─── RECORDS SUPPLIED
PR #125, opened 2026-02-09
Mark plugin as supporting edition 2024

stefanvanburen:
Ref: https://github.com/connectrpc/connect-python/pull/119#discussion_r2776064390

### DIFF
--- a/protoc-gen-connect-python/generator/generator_test.go
+++ b/protoc-gen-connect-python/generator/generator_test.go
@@ -95,6 +95,7 @@ func TestGenerateConnectFile(t *testing.T) {
 
 	for _, tt := range tests {
 		t.Run(tt.name, func(t *testing.T) {
+			t.Parallel()
 			fd, err := protodesc.NewFile(tt.input, nil)
 			if err != nil {
 				t.Fatalf("Failed to create FileDescriptorProto: %v", err)
@@ -200,6 +201,7 @@ func TestGenerate(t *testing.T) {
 
 	for _, tt := range tests {
 		t.Run(tt.name, func(t *testing.T) {
+			t.Parallel()
 			resp := generate(t, tt.req)
 			if tt.wantErr {
 				if resp.GetError() == "" {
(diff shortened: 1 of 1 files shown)


README.md
```diff
@@ -383,10 +383,10 @@ When exceeded, returns `RESOURCE_EXHAUSTED` error.
 
 ### Proto Editions Support
 
-connect-python supports Proto Editions 2023:
+`protoc-gen-connect-python` supports up to [Protobuf Editions](https://protobuf.dev/editions/overview/) 2024:
```
stefanvanburen, line 386: seemed more right to mention the plugin here, although I know this goes against the consistency of the rest of the README. 🤷

protoc-gen-connect-python/generator/generator.go
```diff
@@ -18,7 +18,7 @@ func Handle(ctx context.Context, _ protoplugin.PluginEnv, responseWriter protopl
 	responseWriter.SetFeatureProto3Optional()
 	responseWriter.SetFeatureSupportsEditions(
 		descriptorpb.Edition_EDITION_PROTO3,
-		descriptorpb.Edition_EDITION_2023,
+		descriptorpb.Edition_EDITION_2024,
```
anuraaga, line 21: Don't we need to keep 2023 here too?

Initially I thought the unit test was somewhat overkill but it alerted me to this so it was pretty good I guess :) Maybe we should `t.Run` across the multiple editions then

stefanvanburen: that tripped me up too, but we're actually declaring the min/max "edition" we support here: https://pkg.go.dev/github.com/bufbuild/protoplugin#ResponseWriter. (I don't love the naming of that method, but I guess it's more obvious once you see the argument names.) So 2023 is implicitly supported.

Even so, I took a shot at making the edition tests table-based and tested both 2023 and 2024, just to have coverage: https://github.com/connectrpc/connect-python/pull/125/commits/91a76ccff78f0f7d7c5b7cde8fa52409c6fe1cd9

anuraaga (approved):

PR #140, opened 2026-02-24
Specify python version to setup-uv

anuraaga:
When reviewing #120 I recall explicitly noticing the setup-python step for the actual tests was still there, making sure they run with the correct python, but I must have misread it. That was important to keep, and I noticed that currently all tests are run with Python 3.12, sorry for missing it.

As a compromise, I've gone ahead and just set the python version to setup-uv without an additional step to see how it goes


stefanvanburen:
My fault in #120, thanks for fixing!

PR #149, opened 2026-03-03
Add exception to metadata interceptors on_end

anuraaga:
Realized while starting OTel middleware - while metadata interceptors aren't meant to support any type of interception, a logging interceptor was definitely in mind when defining them, and that would need access to any raised exceptions.

### DIFF
--- a/test/test_interceptor.py
+++ b/test/test_interceptor.py
@@ -50,12 +50,19 @@ class RequestInterceptor:
 
 
 @pytest.fixture
-def interceptor():
+def client_interceptor():
+    return RequestInterceptor()
+
+
+@pytest.fixture
+def server_interceptor():
     return RequestInterceptor()
 
 
 @pytest_asyncio.fixture
-async def client_async(interceptor: RequestInterceptor):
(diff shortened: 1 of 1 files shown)


test/test_interceptor.py
```diff
@@ -84,6 +106,18 @@ async def test_intercept_unary_async(
...
 
+@pytest.mark.asyncio
+async def test_intercept_unary_async_error(
+    client_async: HaberdasherClient, interceptor: RequestInterceptor
+) -> None:
+    with pytest.raises(ConnectError):
+        await client_async.make_hat(Size(inches=-10))
+    assert (
+        interceptor.result
+        == ["Hello MakeHat and goodbye with error Size must be non-negative"] * 2
```
stefanvanburen: need more coffee, but why are all of these `* 2` again?

anuraaga: I had the same question actually when working on this. Split up the server / client interceptor

stefanvanburen: thanks, now that makes sense!

PR #150, opened 2026-03-03
Add OpenTelemetry middleware

anuraaga:
Initial implement with basic tracing / propagation. Follow-ups will add opt-in metadata attributes and metrics.

Some questions

- Whether to use a separate package at all. As an "OTel guy" I'm happy to go with native instrumentation built into the library as I did with pyqwest (single dep on opentelemetry-api) but started with middleware since it's more common.
- PyPi package name - I went with connectrpc-otel hoping we will publish to connectrpc eventually (not sure the latest on that)
- Whether to use a workspace package vs separate repo. It probably won't really depend on much of conenctrpc and could be better to version separately, but it becomes easier to lose track of the repo

Happy with any direction for these.

https://opentelemetry.io/docs/specs/semconv/rpc/connect-rpc/

### DIFF
--- a/connectrpc-otel/connectrpc_otel/_interceptor.py
+++ b/connectrpc-otel/connectrpc_otel/_interceptor.py
@@ -105,8 +105,6 @@ class OpenTelemetryInterceptor:
                 carrier = ctx.request_headers()
                 parent_otel_ctx = self._propagator.extract(carrier)
 
-        span_kind = SpanKind.CLIENT if self._client else SpanKind.SERVER
-
         rpc_method = f"{ctx.method().service_name}/{ctx.method().name}"
 
         attrs: MutableMapping[str, AttributeValue] = {


connectrpc-otel/connectrpc_otel/_interceptor.py
```diff
@@ -0,0 +1,247 @@
...
+        with self._start_span(ctx) as span:
+            try:
+                return await call_next(request, ctx)
+            except Exception as e:
+                error = e
+                raise
+            finally:
+                self._finish_span(span, error)
+
+    async def intercept_client_stream(
```
anuraaga: I only added unit tests for unary for now since I'll probably avoid the stream-type specific interceptors after https://github.com/connectrpc/connect-python/pull/149

anuraaga:
> I don't know exactly how all the recent python tooling works with this sort of set up. Just wanted to get your thoughts before taking a closer look.

Yeah that should be quite possible - I don't think there's really any special tooling involved, `uv build` only builds the current directory's wheel, and we also point the publish github actions to a folder. We should be able to detect the tag name to control this. The only question is if the Releases page becomes confusing with different project cycles there - for example someone subscribed to repo releases would see connectrpc-otel releases. I would suspect those aren't frequent so it may be fine. 

To clarify the other repos

- > I think we avoided it with Go because it's annoying to do multi-module versioning in a single repo
 
  IIRC, the current proposal `connectrpc-otel/0.1.0` is actually exactly how to do multi-module for Go. So if it was problematic there, maybe it's something to think about.

- > and probably borrowed that approach for the -es repos (

  I think umbrella projects in Node are super-common, and probably wouldn't even be asking about the approach there ;)

connectrpc-otel/connectrpc_otel/_interceptor.py
```diff
@@ -0,0 +1,247 @@
...
+
+    from opentelemetry.util.types import AttributeValue
+
+    from connectrpc.request import RequestContext
+
+REQ = TypeVar("REQ")
+RES = TypeVar("RES")
+
+# Workaround bad typing
+_DEFAULT_TEXTMAP_SETTER = cast("Setter[MutableMapping[str, str]]", default_setter)
```
stefanvanburen, line 44: any upstream issue we ought to follow for this? (I'm not super familiar with the python otel repos.)

connectrpc-otel/connectrpc_otel/_semconv.py
```diff
@@ -0,0 +1,22 @@
+# Vendored in OpenTelemetry semantic conventions for connect-python to avoid
+# unstable imports. We don't copy docstrings since for us they are implementation
+# details and should be obvious enough.
```
stefanvanburen, line 3: Does otel ever stabilize this stuff (/ have a plan to stabilize this stuff)? Just wondering if we need to leave this interceptor at `0.x` until it is (or else consider [always populating old values](https://github.com/connectrpc/otelconnect-go/pull/184#discussion_r1797236086)?)

connectrpc-otel/pyproject.toml
```diff
@@ -0,0 +1,61 @@
+[project]
+name = "connectrpc-otel"
+version = "0.8.1"
```
stefanvanburen: should we land this as `0.1.0`?

connectrpc-otel/pyproject.toml
```diff
@@ -0,0 +1,61 @@
...
+description = "OpenTelemetry middleware for connectrpc"
```
stefanvanburen: s/middleware/interceptor?

connectrpc-otel/connectrpc_otel/_interceptor.py
stefanvanburen: > I'll probably avoid the stream-type specific interceptors after #149

hm, what does #149 have to do with that?

connectrpc-otel/connectrpc_otel/_semconv.py
```diff
@@ -0,0 +1,22 @@
...
+ERROR_TYPE: Final = "error.type"
+RPC_METHOD: Final = "rpc.method"
+RPC_RESPONSE_STATUS_CODE: Final = "rpc.response.status_code"
+RPC_SYSTEM_NAME: Final = "rpc.system.name"
+SERVER_ADDRESS: Final = "server.address"
+SERVER_PORT: Final = "server.port"
+
+
+class RpcSystemNameValues(Enum):
+    CONNECTRPC = "connectrpc"
```
stefanvanburen, line 22: since we support gRPC, would we plan on eventually supporting gRPC via this interceptor? or do that elsewhere?

connectrpc-otel/connectrpc_otel/_interceptor.py
```diff
@@ -0,0 +1,247 @@
...
+
+
+class OpenTelemetryInterceptor:
+    """Interceptor to generate telemetry for RPC server and client requests."""
+
+    def __init__(
+        self,
+        *,
+        propagator: TextMapPropagator | None = None,
+        tracer_provider: TracerProvider | None = None,
```
stefanvanburen, line 54: would we also support stuff like a MeterProvider and the various knobs from otelconnect-go? (there's [a lot of Options](https://pkg.go.dev/connectrpc.com/otelconnect#Option) and I'm honestly not clear which ones are something we'd intend to support here, versus may be vestigial.)

src/connectrpc/_server_sync.py
```diff
@@ -213,7 +213,13 @@ def __call__(
                 raise HTTPException(HTTPStatus.NOT_FOUND, [])
 
             http_method = environ["REQUEST_METHOD"]
+            http_scheme = environ.get("wsgi.url_scheme", "http")
             headers = _process_headers(_normalize_wsgi_headers(environ))
+            if ra := environ.get("REMOTE_ADDR"):
+                port = environ.get("REMOTE_PORT", "0")
```
stefanvanburen, line 219: this is WSGI stuff, right?

connectrpc-otel/connectrpc_otel/_interceptor.py
anuraaga: Opening up otel-python repos in an IDE, it's all red ;) I think chasing down typing issues there will be a rabbit hole

connectrpc-otel/connectrpc_otel/_interceptor.py
anuraaga: Yup, will add it with metrics later. Will also consider the options later - some like trust remote, attribute filters, are less common in Python than Go in my experience.

connectrpc-otel/connectrpc_otel/_semconv.py
anuraaga: After many many years yeah :) HTTP and DB are finally stable, RPC is at RC. So I think it's safe to use even in a 1.x if we beat them to it

We're definitely not going to use the old attributes for this new library to keep ourselves sane

connectrpc-otel/connectrpc_otel/_semconv.py
anuraaga: Yup will add it to this interceptor later

connectrpc-otel/pyproject.toml
anuraaga: Went with instrumentation which is the standard term for this in OTel

src/connectrpc/_server_sync.py
anuraaga: Actually it's CGI - WSGI was an extension to CGI, so WSGI servers also commonly populate this (except pyvoy since I didn't notice this until writing this PR, will fix it ;) ). Unfortunately WSGI itself doesn't define this at all.

If a server doesn't populate, we don't get it but that's the best we can do - client IP is pretty important in traces to identify bad actors so it's worth the best effort

connectrpc-otel/connectrpc_otel/_interceptor.py
anuraaga: A lot :) Rewrote to metadata interceptor so the logic is constant across stream types now

connectrpc-otel/connectrpc_otel/_semconv.py
anuraaga: BTW in terms of import, I wish python had two artifacts, one with stable and one with incubating, but they only have one with `_` imports for incubating, and a ton of cruft from before they had the `_` concept. I don't expect their current artifact to ever be 1.x. 

I filed https://github.com/open-telemetry/opentelemetry-python/issues/4952 to see if this may change

PR #151, opened 2026-03-03
Run conformance tests with HTTP/3

anuraaga:
Nothing special connectrpc-wise for supporting HTTP/3 but figured it's worth keeping tabs on our feature set

### DIFF
--- a/conformance/test/client.py
+++ b/conformance/test/client.py
@@ -125,6 +125,8 @@ def pyqwest_client_kwargs(test_request: ClientCompatRequest) -> dict:
             kwargs["http_version"] = PyQwestHTTPVersion.HTTP1
         case HTTPVersion.HTTP_VERSION_2:
             kwargs["http_version"] = PyQwestHTTPVersion.HTTP2
+        case HTTPVersion.HTTP_VERSION_3:
+            kwargs["http_version"] = PyQwestHTTPVersion.HTTP3
     if test_request.server_tls_cert:
         kwargs["tls_ca_cert"] = test_request.server_tls_cert
         if test_request.HasField("client_tls_creds"):


conformance/test/server.py
```diff
@@ -635,40 +639,47 @@ async def serve_pyvoy(
...
-    stdout = proc.stdout
-    assert stdout is not None
-    stdout = _tee_to_stderr(stdout)
+        interface = "asgi"
+        app = "server:asgi_app"
+
+    async def start():
+        # Currently explicit env not accepted but it's safe to set it here.
+        os.environ["READ_MAX_BYTES"] = str(request.message_receive_limit)
+        async with PyvoyServer(
```
anuraaga, line 657: Technically switching to programmatic is a workaround for an issue that pyvoy only prints a single port even if there are several (for HTTP/3, when setting port=0, the TLS and QUIC port end up separate due to Envoy's behavior).

But I figured it cleans things up anyways, it's still a subprocess, just not subprocess of subprocess.

stefanvanburen: is that something you'd want to fix upstream in pyvoy?

conformance/test/server.py
```diff
@@ -635,40 +639,47 @@ async def serve_pyvoy(
...
-    )
-    stdout = proc.stdout
-    assert stdout is not None
-    stdout = _tee_to_stderr(stdout)
+        interface = "asgi"
+        app = "server:asgi_app"
+
+    async def start():
+        # Currently explicit env not accepted but it's safe to set it here.
+        os.environ["READ_MAX_BYTES"] = str(request.message_receive_limit)
```
stefanvanburen, line 656: Is this just so we pipe through the environment that was already going to the subprocess?

conformance/test/server.py
anuraaga: Yup intend to, though not to revert this back, I think programmatic works well here

conformance/test/server.py
anuraaga: Yeah. While I thought it was a rare use case, I will add extra_env or something to `PyvoyServer` to simplify this one

conformance/test/server.py
stefanvanburen: yep, looks reasonable to me.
──────
**AIM OF THE EXERCISE:**
Through the line that holds "--- a/protoc-gen-connect-python/generator/generator_test.go", repeat the material above exactly, starting at its first line.

**SOLUTION TO THIS EXERCISE:**
PR #125, opened 2026-02-09
Mark plugin as supporting edition 2024

stefanvanburen:
Ref: https://github.com/connectrpc/connect-python/pull/119#discussion_r2776064390

### DIFF
--- a/protoc-gen-connect-python/generator/generator_test.go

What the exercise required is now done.